“Labyrinths of Legend”
"Labyrinths of Legend" – May 1st, 1986

There was a magic to the theatre. A sacredness of story. I considered going to the theatre to be equivalent to attending the temple of the gods, a tabernacle of story which opened portals into other worlds.

April 18, 1986 – Legend


Like the other bits of media i’d encountered there was something beneath the story, something meaningful. I believed in the world the characters came from. In it’s own way, it felt realer to me than the world I was encountering, that it was made of something finer, something more constant than what things appeared to be on the surface.

June 27, 1986 – Enter the Labyrinth


Jim Henson’s Labyrinth was deeply formative for me, and would serve as a foundation for my understand of the Quest and the work that would emerge as the Mythica.
This would be the only time i’d ever snuck my way from one theatre to the other to watch the same movie three times in a row, yet there was something special here. Something that spoke to the energies behind and beneath what flickered upon the silver screen.




Yet the Gods were real, and they were everywhere.
There was something special here. Something that spoke to my very soul, that sang of the ideas of Faerie, of the labyrinth of one’s life and the saving of the child at the center of one’s journey.
Someone I knew, everything was the territories. The worlds that existed within films and media were an echo of something else. A fact within the fiction.
July 2, 1986 – Big Trouble in Little China


September 1986 – Who Watches the Watchmen?


There is something there.

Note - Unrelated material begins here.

PR #6939, opened 2024-07-16
Core & Internals: Migrate quarantined_replica to SQLA20 #6640

erlingstaff:

Migrating core/quarantined_replica.py to SQLAlchemy 2.0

Something in the play of the characters. A gravity that pulls at me. That speaks to something deeper. A color, or the taste of a sound which moves across my awareness as I turn the pages …

Even then I saw the characters were reflections of the aspects of our selves, of the potential ways in which we could interact with the world through our senses and sensibilities. In Watchmen I saw the extremity of personality made real, the quality of devotion or design that sat behind the true superheroic persona.

May 3rd, 1987 – The Dark Tower – The Drawing of the Three


It was these things, these things that revealed their relevance over time that truly anchored my sense of one’s mythos, of the story above and below the middle earth of our travels through the mortal plane, which gave me the sense of time, space and dimension that helped me navigate the twilight zone of my perception of the akasha.
Paths of Mid-World
I had come late to the Stephen King series ‘The Gunslinger’ yet it’s significance in my story was vast. For me it was the tale of the last knight, the last of the House of Eld, finding his way across the blasted remnants of the once-worlds in defense of the Rose. Of the Dark Tower that sat at the center of the worlds.
Was it Roland’s nobility that inspired me so? Was it his relentless perseverance, his willingness to do whatever it took to reach the Dark Tower? There was a truth within the pages. One that spoke to the Rose and the Tower at the center of the Creation, which the wordslinger King was a sacred conduit.
I saw it clear. Roland, the last Gunslinger, was a paladin. A knight in iron and leather making his way across the territories.
The world was broken, and the stories were lies. The Tower needed her champions.
1987 – Ace of Wilds
And this, I realized, was the power of stories. We identified with them, and in that declaration and affirmation of identity, gave birth to a gravity which created our manifest world from the inside out. With no resonant reflection from the mundane world, the comics became a foundation for me, a way of understanding and integrating the extremity of my sensory overload. I related to and identified with the superheroes, with those who had mutant powers and special gifts, blessed and cursed to curious placement in the everyday world.
More than this there was power. A real power which existed in the space between the letters, and to the gravities of meaning that existed in those spaces.